Output each entry in full so that the result matches the data exactly.

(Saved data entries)
────

PR #91, opened 2014-12-22
Build strings with jQuery to mitigate XSS

### LINKED ISSUE #77: DOM should be constructed with jQuery instead of strings
The following DOM should be constructed with jQuery, instead of strings, to avoid XSS:

```
var previewHTML = localization.strings.uploadedFile + ':</br>';
previewHTML += '<a href="#">' + response.data.html + '</a></br>';
previewHTML += '<a class="fm-media-remove fm-delete" href="#">' + localization.strings.removeFile + '</a>';
```

danielbachhuber:
Fixes #77


danielbachhuber:
@mattheu #reviewmerge

mattheu:
Looks good

Issue #90, opened 2014-12-19
Conflict with Advanced Custom Fields Plugin


tmconnect:
If using both plugins together I got two javascript errors using the ACF field settings

[Error] TypeError: undefined is not an object (evaluating 'wp.media.view.settings.post.id')
    (anonyme Funktion) (load-scripts.php, line 157)
    global code (load-scripts.php, line 157)
[Error] TypeError: undefined is not an object (evaluating 'wp.mce.views')
    (anonyme Funktion) (shortcode-ui.js, line 1074)
    forEach ([native code], line 0)
    forEach (load-scripts.php, line 54)
    (anonyme Funktion) (load-scripts.php, line 55)
    (anonyme Funktion) (shortcode-ui.js, line 1070)
    j (load-scripts.php, line 2)
    fireWith (load-scripts.php, line 2)
    ready (load-scripts.php, line 2)
    J (load-scripts.php, line 2)

coderaaron:
Here is the quick fix I use:

change 

```
        sui.shortcodes.each( function( shortcode ) {
            // Register the mce view for each shortcode.
            // Note - clone the constructor.
            wp.mce.views.register(
                shortcode.get('shortcode_tag'),
                $.extend( true, {}, sui.utils.shortcodeViewConstructor )
            );
        } );
```

to

```
        sui.shortcodes.each( function( shortcode ) {
            if( wp.mce ) {
                // Register the mce view for each shortcode.
                // Note - clone the constructor.
                wp.mce.views.register(
                    shortcode.get('shortcode_tag'),
                    $.extend( true, {}, sui.utils.shortcodeViewConstructor )
                );
            }
        } );
```

starting at line 1070 in shortcode-ui.js

Be warned I haven't done extensive testing with this "hack", but it seems to work for what I've been doing.

danielbachhuber:
Fixed in #118

PR #95, opened 2014-12-26
Make Shortcake work with ACF plugin

tmconnect:
I changed this in my installation to solve issue #90 to make it work with the Advanced Custom Field plugin.

### DIFF
--- a/inc/class-shortcode-ui.php
+++ b/inc/class-shortcode-ui.php
@@ -72,7 +72,9 @@ class Shortcode_UI {
 
 	public function action_admin_enqueue_scripts( $hook ) {
 
-		if ( in_array( $hook, array( 'post.php', 'post-new.php' ) ) ) {
+		global $current_screen;
+
+		if ( in_array( $hook, array( 'post.php', 'post-new.php' ) ) && $current_screen->post_type <> 'acf-field-group') {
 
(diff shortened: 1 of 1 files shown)


inc/class-shortcode-ui.php
```diff
@@ -72,7 +72,9 @@ public function get_shortcode( $shortcode_tag ) {
 
 	public function action_admin_enqueue_scripts( $hook ) {
 
-		if ( in_array( $hook, array( 'post.php', 'post-new.php' ) ) ) {
+		global $current_screen;
+
+		if ( in_array( $hook, array( 'post.php', 'post-new.php' ) ) && $current_screen->post_type <> 'acf-field-group') {
```
danielbachhuber, line 77: Better to use `get_current_screen()` than the `$current_screen` global. When you read from global variables, you run the chance of accidentally stomping on them and causing problems later.

danielbachhuber:
I'm not keen on hardcoding a workaround for ACF. Could you describe why the JS error is occurring (screenshots are helpful) so I have a better sense of the root of the problem?

danielbachhuber:
@tmconnect now that #118 is merged, can you test master branch and confirm the fix?

tmconnect:
@danielbachhuber I have tested with ACF 5.1.8 and now it's working and there are no conflicts.

danielbachhuber:
Thanks for the confirmation, @tmconnect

────

REPLY:
PR #91, opened 2014-12-22
Build strings with jQuery to mitigate XSS

### LINKED ISSUE #77: DOM should be constructed with jQuery instead of strings
The following DOM should be constructed with jQuery, instead of strings, to avoid XSS:

```
var previewHTML = localization.strings.uploadedFile + ':</br>';
previewHTML += '<a href="#">' + response.data.html + '</a></br>';
previewHTML += '<a class="fm-media-remove fm-delete" href="#">' + localization.strings.removeFile + '</a>';
```

danielbachhuber:
Fixes #77


danielbachhuber:
@mattheu #reviewmerge

mattheu:
Looks good

Issue #90, opened 2014-12-19
Conflict with Advanced Custom Fields Plugin


tmconnect:
If using both plugins together I got two javascript errors using the ACF field settings

[Error] TypeError: undefined is not an object (evaluating 'wp.media.view.settings.post.id')
    (anonyme Funktion) (load-scripts.php, line 157)
    global code (load-scripts.php, line 157)
[Error] TypeError: undefined is not an object (evaluating 'wp.mce.views')
    (anonyme Funktion) (shortcode-ui.js, line 1074)
    forEach ([native code], line 0)
    forEach (load-scripts.php, line 54)
    (anonyme Funktion) (load-scripts.php, line 55)
    (anonyme Funktion) (shortcode-ui.js, line 1070)
    j (load-scripts.php, line 2)
    fireWith (load-scripts.php, line 2)
    ready (load-scripts.php, line 2)
    J (load-scripts.php, line 2)

coderaaron:
Here is the quick fix I use:

change 

```
        sui.shortcodes.each( function( shortcode ) {
            // Register the mce view for each shortcode.
            // Note - clone the constructor.
            wp.mce.views.register(
                shortcode.get('shortcode_tag'),
                $.extend( true, {}, sui.utils.shortcodeViewConstructor )
            );
        } );
```

to

```
        sui.shortcodes.each( function( shortcode ) {
            if( wp.mce ) {
                // Register the mce view for each shortcode.
                // Note - clone the constructor.
                wp.mce.views.register(
                    shortcode.get('shortcode_tag'),
                    $.extend( true, {}, sui.utils.shortcodeViewConstructor )
                );
            }
        } );
```

starting at line 1070 in shortcode-ui.js

Be warned I haven't done extensive testing with this "hack", but it seems to work for what I've been doing.

danielbachhuber:
Fixed in #118

PR #95, opened 2014-12-26
Make Shortcake work with ACF plugin

tmconnect:
I changed this in my installation to solve issue #90 to make it work with the Advanced Custom Field plugin.

### DIFF
--- a/inc/class-shortcode-ui.php
+++ b/inc/class-shortcode-ui.php
@@ -72,7 +72,9 @@ class Shortcode_UI {
 
 	public function action_admin_enqueue_scripts( $hook ) {
 
-		if ( in_array( $hook, array( 'post.php', 'post-new.php' ) ) ) {
+		global $current_screen;
+
+		if ( in_array( $hook, array( 'post.php', 'post-new.php' ) ) && $current_screen->post_type <> 'acf-field-group') {
 
(diff shortened: 1 of 1 files shown)


inc/class-shortcode-ui.php
```diff
@@ -72,7 +72,9 @@ public function get_shortcode( $shortcode_tag ) {
 
 	public function action_admin_enqueue_scripts( $hook ) {
 
-		if ( in_array( $hook, array( 'post.php', 'post-new.php' ) ) ) {
+		global $current_screen;
+
+		if ( in_array( $hook, array( 'post.php', 'post-new.php' ) ) && $current_screen->post_type <> 'acf-field-group') {
```
danielbachhuber, line 77: Better to use `get_current_screen()` than the `$current_screen` global. When you read from global variables, you run the chance of accidentally stomping on them and causing problems later.

danielbachhuber:
I'm not keen on hardcoding a workaround for ACF. Could you describe why the JS error is occurring (screenshots are helpful) so I have a better sense of the root of the problem?

danielbachhuber:
@tmconnect now that #118 is merged, can you test master branch and confirm the fix?

tmconnect:
@danielbachhuber I have tested with ACF 5.1.8 and now it's working and there are no conflicts.

danielbachhuber:
Thanks for the confirmation, @tmconnect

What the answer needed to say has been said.